+++ Data records
PR #390, opened 2024-04-16
Cosmology System Test & Gravity Support in `SystemTestRunner` Class 

bcaddy:
## Summary

- Added gravity support to the `SystemTestRunner` class
- Added a cosmology system test. Thank you to @bvillasen for providing the initial conditions and parameter files and helping answer my questions about this test problem.
- Added Dual Energy to the default cosmology build
- Make PPMP default for cosmo builds per offline discussion with @evaneschneider  and @bvillasen 
- Updated the `combine_hydro_particles.py` script to work with gravity files as well. Now named `combine_test_files.py`
- Fixed a few typos


evaneschneider:
Is this ready to be merged? There is still a conflict with the test data.

bcaddy:
I fixed the conflict. I'm running into a weird bug with some tests with DE turned on failing. I'll let you know when I have that resolved

bcaddy:
This is ready to merge.

The bug was due to cosmology using a different value of `DE_ETA_1` which changed the pressure in some tests. I've added handling for this to those tests.

evaneschneider:
Just so I understand, which tests exactly did you need to change? The change by several orders of magnitude in the pressure is surprising to me, but maybe it's because I don't understand what is being compared.

bcaddy:
`tALLLoadCellPrimitive` and `tALLReconstructionLoadData`. `DE_ETA_1` is very different in cosmology builds so which leads to the difference.

evaneschneider:
I'm still not understanding. Don't those tests just load in fidicuial data? So why is the data different? I understand that the eta value is different, but I'm not understanding what the test data represents.

bcaddy:
Both of the functions being tested call the "get pressure from DE" function which internally depends on the value of `DE_ETA_1` and the difference in that is enough with this fiducial data to change how it's handled.

evaneschneider:
I see, thank you.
++++++
Task to carry out » Where a line of the records includes "builds", copy it.

Exercise response »
- Make PPMP default for cosmo builds per offline discussion with @evaneschneider  and @bvillasen 
`tALLLoadCellPrimitive` and `tALLReconstructionLoadData`. `DE_ETA_1` is very different in cosmology builds so which leads to the difference.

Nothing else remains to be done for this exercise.